Besides the workshops mentioned above (Jakirlic et al. 2001, Manceau et al. 2002) a few more studies on the modeling and simulation issue should be provided first emphasizing on LES. Temmerman and Leschziner (2001) investigated the periodic hill flow at Re = 10,595 using LES. The emphasis was on the effectiveness of different combinations of subgrid-scale models and wall functions on relatively coarse grids. The accuracy was judged by reference to a wall-resolved simulation (lower wall only) on a grid with about 4.6 million nodes. It was demonstrated that even gross-flow parameters, such as the length of the separation bubble, are very sensitive to modeling approximations (SGS and wall models) and the grid quality.
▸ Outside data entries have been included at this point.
PR #7964, opened 2025-02-20
WIP: Build on Apple Silicon in CI

3flex:

### DIFF
--- a/.github/workflows/codecoverage.yaml
+++ b/.github/workflows/codecoverage.yaml
@@ -14,7 +14,7 @@ permissions:
 
 jobs:
   publish-code-coverage:
-    runs-on: macos-latest
+    runs-on: macos-15
     steps:
       - name: Checkout Repo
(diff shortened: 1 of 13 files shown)


cortinico:
nice :)

3flex:
I wanted to see if this would be faster. Sometimes it is, sometimes it's not, but looking at the pre-merge check total runtime, the difference between a full build without anything precached is [1h 25m 30s](https://github.com/detekt/detekt/actions/runs/13433716936/usage) for the current config, and [1h 25m 8s](https://github.com/detekt/detekt/actions/runs/13435045543/usage) for macOS, making this a pretty pointless change in terms of improving CI runtimes.

I know this is comparing a single run with a single run so we can't consider it a true benchmark but I was still hoping for some better results.

Public builds have M1 chips only, perhaps whenever that gets upgraded to M2-4 we can check again.

PR #7966, opened 2025-02-20
Simplify test api with context

BraisGabin:
This is the follow up that I promised at #7873

The idea is the same. Collapse `lintWithContext` and `compileAndLintWithContext` in a single function with a parameter `compile` that is defaulted to `true`. This way, if someone wants to not compile its snippets s/he needs to add a `compile = false`. That's easy to see on reviews and when you are reading the code. And it's more clear that it's a decision and not just a typo.


BraisGabin:
That's doable. But it's not that simple because we need an `environment: KotlinCoreEnvironment` for the withContext = true. For that reason in this one I'm just squashing those 2 functions.

In future PRs we can try to squash `lint` and `lintWithContext`.

cortinico (approved):

Issue #7867, opened 2025-01-03
Permalink for the current stable version


BraisGabin:
## Expected Behavior
The doc of all the rules for all the versions should have a permalink.

## Current Behavior
Right now the last stable version doesn't have a permalink. 

- https://detekt.dev/docs/1.23.6/rules/exceptions#printstacktrace: `PrintStackTrace` v1.23.6
- https://detekt.dev/docs/rules/exceptions#printstacktrace: `PrintStackTrace` v1.23.7, but unversioned, this content will change
- https://detekt.dev/docs/1.23.7/rules/exceptions#printstacktrace: 404

## Context
Now that we have #7775 we can improve our links. For example add `helpUrl` again in the SARIF report removed at #7686.

Anyway I still think that: https://detekt.dev/docs/rules/exceptions#printstacktrace should point to the last stable version.

cortinico:
> Anyway I still think that: https://detekt.dev/docs/rules/exceptions#printstacktrace should point to the last stable version.

This points to the last stable version (1.23.7), no?

It feels like this is similar to this feature here:
https://github.com/facebook/docusaurus/issues/9049

Practically we'll have to create redirects such as:

`/docs/1.23.7/rules/exception` -> `/docs/rules/exception`

For each page. And we can keep them up to date once we release a new version.

cortinico:
> To be honest I'm clueless about how to create those redirects. I guess that we need this plugin: [docusaurus.io/docs/api/plugins/@docusaurus/plugin-client-redirects](https://docusaurus.io/docs/api/plugins/@docusaurus/plugin-client-redirects). It would be nice to have redirects from server side but I guess that's not doable on Github Pages.

I can take care of those 👍

PR #7970, opened 2025-02-20
Setup redirects /docs/1.23.7/rules/ -> /docs/rules

cortinico:
Fixes https://github.com/detekt/detekt/issues/7867

### DIFF
--- a/website/docusaurus.config.js
+++ b/website/docusaurus.config.js
@@ -2,7 +2,7 @@
 // Note: type annotations allow type checking and IDEs autocompletion
 
 import { themes as prismThemes } from "prism-react-renderer";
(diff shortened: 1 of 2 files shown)


cortinico:
@BraisGabin I've created redirects only for `/docs/rules/*` as I assume this is mostly needed for rules right? If needed we can also create redirects for the other `/docs/*` pages.

BraisGabin:
> @BraisGabin I've created redirects only for `/docs/rules/*` as I assume this is mostly needed for rules right? If needed we can also create redirects for the other `/docs/*` pages.

For my use case `/docs/rules/*` is enough. I'm not sure if we need it for other pages but if someone needs it can open a new issue.

BraisGabin (approved):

A similar investigation was carried out by Mellen et al. (2000) assessing the impact of different SGS models and the effect of grid refinement. In the succeeding study by Temmerman et al. (2003) the previous efforts of both groups were combined and a comparative investigation was carried out applying three grids, six SGS models and eight practices of approximating the near-wall region. Again the coarse-grid simulations were judged by wall-resolved simulations using the fine grid mentioned above and two independent codes. The simulations on coarse grids highlighted the outstanding importance of an adequate streamwise resolution of the flow in the vicinity of the separation line. The main reason is the high sensitivity of the reattachment position to that of the separation. Furthermore, the near-wall treatment was found to be more influential on the quality of the results obtained on coarse grids than the subgrid-scale modeling.

To evaluate the performance of wall models for LES of attached flows the turbulent plane channel flow is the standard test case. That is due to its geometrical simplicity including two homogeneous directions which allow the application of periodic boundary conditions avoiding inflow and outflow boundary conditions completely. For the development and investigation of wall models for separated flows, the channel flow with periodic constrictions has nearly reached an equivalent status and meaning. Similar to the plane channel the computational setup of the hill flow is simple owing to the possibility to apply periodic boundary conditions twice. However, for the hill case the flow separates from a curved surface and a large back-flow region emerges. Further downstream the flow reattaches and is accelerated at the windward side of the hill. Therefore, the separation and reattachment process can be studied in detail and wall models developed for attached and separated flows can be evaluated based on this flow.

As mentioned above, Temmerman et al. (2003) investigated the predictive accuracy of different wall models based on this case. It was clearly shown that the predictions provided by classical wall models developed for attached flows are not satisfactory if the wall-nearest computational point is located outside the viscous sublayer. This renders the case as a sensitive platform to develop and improve wall models, see e.g.\ Manhart et al. (2008) and Breuer et al. (2007).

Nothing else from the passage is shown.